GATE (TF) Textile 2022 Question Paper Solution | GATE/2022/TF/28

Crystallinity refers to the degree to which a material is composed of a regular arrangement of atoms, molecules, or ions. It is a measure of the amount of ordered structure in a material, and is expressed as a ratio of the crystalline (ordered) regions to the amorphous (disordered) regions. A material with a high degree of crystallinity will have a well-defined crystal structure, while a material with low crystallinity will have a more disordered structure. Crystallinity is a property of many materials, including polymers, ceramics, and metals, and is important in determining the physical, mechanical, and optical properties of these materials.

WAXD stands for Wide-Angle X-ray Diffraction, which is a type of X-ray diffraction (XRD) technique used to determine the crystal structure of a material. XRD is a powerful analytical tool for studying the crystalline nature of materials, and WAXD specifically utilizes a wide angular range of X-ray beams to generate diffraction patterns that provide information about the crystal structure and lattice parameters of the material. WAXD is commonly used in fields such as materials science, physics, and chemistry, and can be used to study a variety of materials, including metals, ceramics, polymers, and biological samples.
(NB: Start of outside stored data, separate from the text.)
PR #17233, opened 2024-07-23
web: Improve context menu right-click behavior

WumboSpasm:
Right-clicking over the context menu no longer re-positions it, and can now trigger menu item actions.

As a result of these changes, the below issue is now fixed:

https://github.com/user-attachments/assets/95612841-4f76-4317-b678-f326a18bd354

In addition, left-clicking a non-clickable part of the context menu no longer closes it.

### DIFF
--- a/web/packages/core/src/internal/player/inner.tsx
+++ b/web/packages/core/src/internal/player/inner.tsx
@@ -260,6 +260,13 @@ export class InnerPlayer {
             "context-menu-overlay",
         )!;
         this.contextMenuElement = this.shadow.getElementById("context-menu")!;
+        const preserveMenu = (event: MouseEvent) => {
+            event.preventDefault();
+            event.stopPropagation();
+        };
+        this.contextMenuElement.addEventListener("contextmenu", preserveMenu);
+        this.contextMenuElement.addEventListener("click", preserveMenu);
+
         document.documentElement.addEventListener(
             "pointerdown",
             this.checkIfTouch.bind(this),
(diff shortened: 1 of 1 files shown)


n0samu:
On Windows at least, right-clicking over a context menu item seems to behave the same as clicking the item. Just pointing this out if we want to emulate proper context menu behavior.

WumboSpasm:
Done

web/packages/core/src/ruffle-player.tsx
```diff
@@ -1596,6 +1596,45 @@ export class RufflePlayer extends HTMLElement {
...
+            const [x, y] = getContextMenuOrigin(playerRect, contextMenuRect);
+
+            const minX = contextMenuRect.x - playerRect.x;
+            const minY = contextMenuRect.y - playerRect.y;
+            const maxX = minX + contextMenuRect.width;
+            const maxY = minY + contextMenuRect.height;
+
+            if (x! >= minX && x! <= maxX && y! >= minY && y! <= maxY)
+                return;
+        }
```
kjarosh, line 1636: We probably shouldn't perform low-level calculations of x,y positions, but use the event model instead. In this case the following should work in the constructor:
```ts
this.contextMenuElement.addEventListener("contextmenu", (event) => {
    event.stopPropagation();
    event.preventDefault();
});
```

kjarosh:
Also, as mentioned on Discord, would be nice to test it out on iOS

Korne127:
I kind of think it's more user-friendly to do nothing as right-click is something different, but I don't think it matters much, and both is definitely a big improvement to the current state! Thanks :)

kjarosh (approved):
Approved assuming it works on mobile Safari

kjarosh:
Deployed for testing: https://kjarosh.github.io/ruffle/pr17233/

PR #17237, opened 2024-07-23
chore: Fix new beta lint `clippy::manual_inspect`

torokati44:
See for example: https://github.com/ruffle-rs/ruffle/actions/runs/10058530166/job/27801842401?pr=17230

### DIFF
--- a/core/src/bitmap/turbulence.rs
+++ b/core/src/bitmap/turbulence.rs
@@ -229,15 +229,14 @@ impl Turbulence {
             let noise = self.noise2(color_channel, vec, stitch_info);
             sum += if fractal_sum { noise } else { noise.abs() } / ratio;
             ratio *= 2.0;
-            stitch_info.as_mut().map(|stitch_info| {
+            if let Some(ref mut stitch_info) = stitch_info {
                 // Update stitch values. Subtracting PerlinN before the multiplication and
                 // adding it afterward simplifies to subtracting it once.
                 stitch_info.width *= 2;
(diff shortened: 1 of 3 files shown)


core/src/bitmap/turbulence.rs
```diff
@@ -229,14 +229,15 @@ impl Turbulence {
             let noise = self.noise2(color_channel, vec, stitch_info);
             sum += if fractal_sum { noise } else { noise.abs() } / ratio;
             ratio *= 2.0;
-            stitch_info.as_mut().map(|stitch_info| {
+            stitch_info = stitch_info.map(|si| {
```
kjarosh, line 232: Can't we do the following here?

```rust
stitch_info.as_mut().inspect(|stitch_info| {
```

torokati44: That's what I tried first, but couldn't find a way to allow the closure to mutate its parameter. And exactly because it mutates, wouldn't it be a bit confusing that way?

kjarosh: Oh, you're right, I missed that. I believe we can do the following then, which is IMO more readable.
```rust
if let Some(ref mut stitch_info) = stitch_info {
    // ...
}
```

Because otherwise we're unnecessarily constructing a new object.

torokati44: Oh, yep, that works. Thanks!

kjarosh (approved):

PR #17253, opened 2024-07-24
ci: Don't test on Edge as the latest release is missing for Linux

danielhjacobs:

PR #17255, opened 2024-07-24
Revert "ci: Don't test on Edge as the latest release is missing for Linux"

torokati44:
Reverts ruffle-rs/ruffle#17253
To be merged once https://github.com/MicrosoftEdge/EdgeWebDriver/issues/156 is fixed.

### DIFF
--- a/.github/workflows/test_web.yml
+++ b/.github/workflows/test_web.yml
@@ -96,7 +96,7 @@ jobs:
         # Don't run browser tests on Windows because it's flaky for unknown reasons. :-(
         if: runner.os == 'Linux'
         working-directory: web
-        run: npm run wdio -- --headless --chrome --firefox
+        run: npm run wdio -- --headless --chrome --firefox --edge
 
   check-required:
     needs: changes


torokati44:
I wonder whether this is a `wdio` bug - why doesn't it try to use the installed Edge WebDriver 126.0.2592.102 (even though Edge is 126.0.2592.113).
Or maybe it's a GHA hosted Ubuntu image bug, since ideally the installed versions should match exactly?

danielhjacobs:
> Or maybe it's a GHA hosted Ubuntu image bug, since ideally the installed versions should match exactly?

I did open https://github.com/actions/runner-images/issues/10336

torokati44:
Looks like this works now, @danielhjacobs. Let's hope it doesn't reoccur soon...

danielhjacobs:
While it's fixed for now, runner-images will create a PR for a new image within the day. I want to see what Edge version and Edgedriver version it uses and see if that version has a Linux release yet.

danielhjacobs:
Yup: https://github.com/actions/runner-images/blob/bc9dc728e1e3b41ffed3cd950db959f3c2475fd2/images/ubuntu/Ubuntu2204-Readme.md#browsers-and-drivers

torokati44:
There's still a tiny mismatch: 

> Microsoft Edge 127.0.2651.74
> Microsoft Edge WebDriver 127.0.2651.72

danielhjacobs:
Yeah, and that will cause an issue:

https://msedgedriver.azureedge.net/127.0.2651.74/edgedriver_linux64.zip does not exist.

danielhjacobs:
See also: https://github.com/webdriverio/webdriverio/issues/13251

I now have issues open with all the relevant parties, so we'll see if any are willing to fix this.

PR #17278, opened 2024-07-27
avm2: Don't include interface methods in describeTypeJSON

Dinnerbone:


core/src/avm2/globals/avmplus.rs
```diff
@@ -355,6 +355,19 @@ fn describe_internal_body<'gc>(
                 let method = vtable
                     .get_full_method(*disp_id)
                     .unwrap_or_else(|| panic!("Missing method for id {disp_id:?}"));
+
+                // Don't include methods that also exist in any interface
+                let mut is_interface = false;
+                for interface in method.class.all_interfaces().iter() {
```
evilpie, line 361: I think `iter().any(|interface| .. )` would be a bit cleaner instead of a mutable variable.

core/src/avm2/globals/avmplus.rs
```diff
@@ -305,6 +305,10 @@ fn describe_internal_body<'gc>(
             Some(ns.as_uri())
         };
 
+        if !ns.matches_api_version(activation.avm2().root_api_version) {
```
evilpie, line 308: Maybe move this up to the first if?

evilpie (approved):

Lord-McSweeney (approved):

TGA stands for Thermal Gravimetric Analysis, which is a type of analytical technique used to determine the thermal stability and decomposition behavior of materials. In TGA, a sample is subjected to a controlled temperature ramp while its weight is continuously monitored. The weight loss of the sample as a function of temperature provides information about the thermal decomposition of the sample, including the temperature at which decomposition occurs and the amount of weight loss. TGA can be used to study a variety of materials, including polymers, ceramics, metals, and biological samples, and is a useful tool in fields such as materials science, chemistry, and environmental science.

Birefringence is a property of materials in which light passing through the material is split into two separate beams that have different polarization states. This occurs because the material has anisotropic, or directional-dependent, optical properties, meaning that the material has different indices of refraction for light polarized in different directions. Birefringence is a result of the different optical paths taken by the two polarized beams, which cause the beams to emerge with different phase shifts, resulting in a double image or colored fringes. Birefringence is found in many natural materials, such as quartz and calcite, as well as in man-made materials, such as polymers and liquid crystals, and plays an important role in many areas of science and engineering, including optics, photonics, and materials science.

SEM stands for Scanning Electron Microscopy, which is a type of electron microscopy used to study the surface structure and composition of materials at high resolution. In SEM, a beam of electrons is scanned across the surface of a sample, and the electrons that are emitted from the sample as a result of the interaction with the electron beam are used to form an image of the sample’s surface. SEM provides information about the surface structure, topography, and composition of materials, and can be used to study a wide range of materials, including metals, ceramics, polymers, and biological samples. SEM is a widely used tool in fields such as materials science, chemistry, and biology, and is particularly useful for studying the surface features of materials at a high level of detail.